In der Predigt sagte der Pfarrer, die Menschen sollten sich vom Geist Gottes führen lassen. Eine wichtige Botschaft des Pfingstfestes sei, mit Gott an der Seite bräuchten die Menschen keine Angst zu haben.

Abschließend segnete Dr. Thomas Frauenlob die Bergler und Kirchenbesucher, besprengte sie und die Fahne mit Weihwasser.

Der Festzug bewegte sich durch den Markt bis zur Franziskanerkirche und zurück über den Bräuhausberg hinunter zum »Bräustüberl«. Vor dem »Bräustüberl« nahmen die Bergknappen noch einmal Formation auf. Nachdem schließlich die Musik verstummt war , ging es ins Wirtshaus zum Festmahl. Montserrat Cort Montagut bekam die Blumen vom Fahnenspitz. Der »Schied« ist ein Zunftzeichen, welches das Jahr über in der Kaue hängt und bei Sterbefällen zündet man dort eine Kerze an. Andreas Neumayer tanzte mit dem »Schied« durch den Festsaal. Er hänge ihn über der Tanzfläche auf. Eine Abordnung der Knappschaftskapelle spielte und Andreas Neumayer tanzte mit Montserrat Cort Montagut den Eröffnungstanz.
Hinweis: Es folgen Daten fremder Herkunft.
PR #1289, opened 2019-03-19
normalize pagination results beyond search

### LINKED ISSUE #1283: normalize pagination
I thought we did the normalization already via https://github.com/octokit/rest.js/commit/8373934ed21eb69c8dbacc3e06e1dc1566a6a7d8 but turns out that the name of the `key` which holds the search results is not always `items`, but depends on the endpoint. So while search results are normalized correctly, the list of check runs, check suits and installation repositories is not

- https://developer.github.com/v3/search/#example (key `items`)
- https://developer.github.com/v3/checks/runs/#response-3 (key: `check_runs`)
- https://developer.github.com/v3/checks/suites/#response-1 (key: `check_suites`)
- https://developer.github.com/v3/apps/installations/#list-repositories (key: `repositories`)

Although it’s a bug because it’s documented differently, the likely hood that fixing it might break things for people is high enough that we should publish this as breaking change out of caution.

---

Make sure to not accidentally include [Get the combined status for a specific ref](https://developer.github.com/v3/repos/statuses/#get-the-combined-status-for-a-specific-ref), it looks similar to the affected endpoints above, but does not actually paginate

gr2m:
closes #1283

- [x] normalize paginated results of all endpoints that use a namespace
- [x] deprecate `.total_count`, `.incomplete_results` and `.<namespace>`
- [x] make sure that other responses with `.total_count` in response do not paginate


tcbyrd:
Makes sense to me! Are you thinking nobody should need `total_count` here since you could just call `.length` on the results?

gr2m:
> Makes sense to me! Are you thinking nobody should need `total_count` here since you could just call `.length` on the results?

`total_count` and `data.length` can be different, if there are 100 results total but the current response only returns 30, then `data.length` would be 30, while `total_count` would say 100

Issue #219, opened 2018-01-14
Remember the size and position of windows and restore them in that place after app relaunch


charlielee:

charlielee:
Should be able to achieve this with the id option of window.open https://docs.nwjs.io/en/latest/References/Window/#windowopenurl-options-callback

AndreasDemenagas:
I have a solution almost ready. Should I move forward with a PR?

charlielee:
Yes please :)

PR #263, opened 2020-05-10
Remember size and position of window 

AndreasDemenagas:
This PR implements issue #219 

(Please ignore the terrible brach name. I was supposed to write issue-219-rem.size 😂) 

Using a similar approach, the index.html page (welcome window) could be added an id property to remember its size as well. (Although I think we should leave it like that, since we wouldn't want it to occupy the entire screen after reopening - even if the user scales it to do so). Hopefully that makes sense.

### DIFF
--- a/app/ui/WindowManager/WindowManager.js
+++ b/app/ui/WindowManager/WindowManager.js
@@ -7,11 +7,7 @@
 
   class WindowManager {
     static setListeners() {
-      // Maximise window
-
-      // This call seems to bypass the id property in the window.open() options 
-      //win.maximize();
-
+      
       /**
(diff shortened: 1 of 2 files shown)


app/ui/WindowManager/WindowManager.js
```diff
@@ -8,7 +8,9 @@
   class WindowManager {
     static setListeners() {
       // Maximise window
-      win.maximize();
+
+      // This call seems to bypass the id property in the window.open() options 
+      //win.maximize();
```
charlielee, line 13: Yeah this can go, please delete these commented out lines :)

AndreasDemenagas:
Just deleted them : )

Issue #272, opened 2020-10-10
Bug when exporting video after deleting frames


charlielee:

charlielee:
Have documented some manual tests. Everything seems to be working when running the app from source. Will need to build an installer and try again

### Test 1

1. Capture 6 frames
2. Press "undo last frame" once
3. Video export OK

### Test 2

1. Capture 6 frames
2. Delete frame 4
3. Video export OK

### Test 3

1. Capture 6 frames
2. Delete frame 4
3. Capture 2 more frames
4. Video export OK

### Test 4

1. Capture 8 frames
2. Delete frame 4
3. Delete the new frame 4
4. Capture 2 more frames
5. Video export OK

charlielee:
I've found the bug, it's kind of weird to reproduce 😎 
Unlikely to affect most users because it's when you try to capture frames in a directory that already has frames.

The current way that frames could be accidentally overwritten is terrible tbh. Until we have "takes" implemented i'm going to write a method to use the current unix time on start up in the file names of all frames.

PR #273, opened 2020-10-21
Add unique id to each take

charlielee:
This adds a unique id to each take generated from the current Linux epoch time. I also made frame ids 5 digits long rather than 4

This will fix issue #272 and one of the most unintuitive "features" of the app where frames will be overwritten if you don't choose a new directory each time you start the app

It's true that technically if a user were to create 2 projects in the same second, or change their PCs clock back frames could still be overwritten with this change. However this is highly unlikely and this will do until a project system is fully implemented.

### DIFF
--- a/app/main/ExportVideo/ExportVideo.js
+++ b/app/main/ExportVideo/ExportVideo.js
@@ -46,7 +46,7 @@
         <br>
         <select id="presetSelect">
           <option value="veryslow">Very slow</option>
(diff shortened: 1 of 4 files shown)


charlielee:
Tested on Windows ✔️

charlielee:
Tested on macOS ✔️

charlielee:
Tested on Ubuntu ✔️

Die Tanzfläche füllte sich und es wurde noch lange gefeiert.

Dienstjubilare

Anton Reichenberger (45 Jahre), Franz Stocker (40 Jahre), Thomas Stöger (40 Jahre), Armin Irlinger (40 Jahre), Josef Aigner (25 Jahre), Peter Koller, Kilian Stangassinger, Mario Streitfelder, Stefan Punz, Sebastian Rabenbauer, Sebastian Walter, Stefan Giritzer, Bernhard Lochner, Siegi Skriwan, Christiane Kurz, Evi Koppenleitner, Antonia Deinlein (alle 10 Jahre).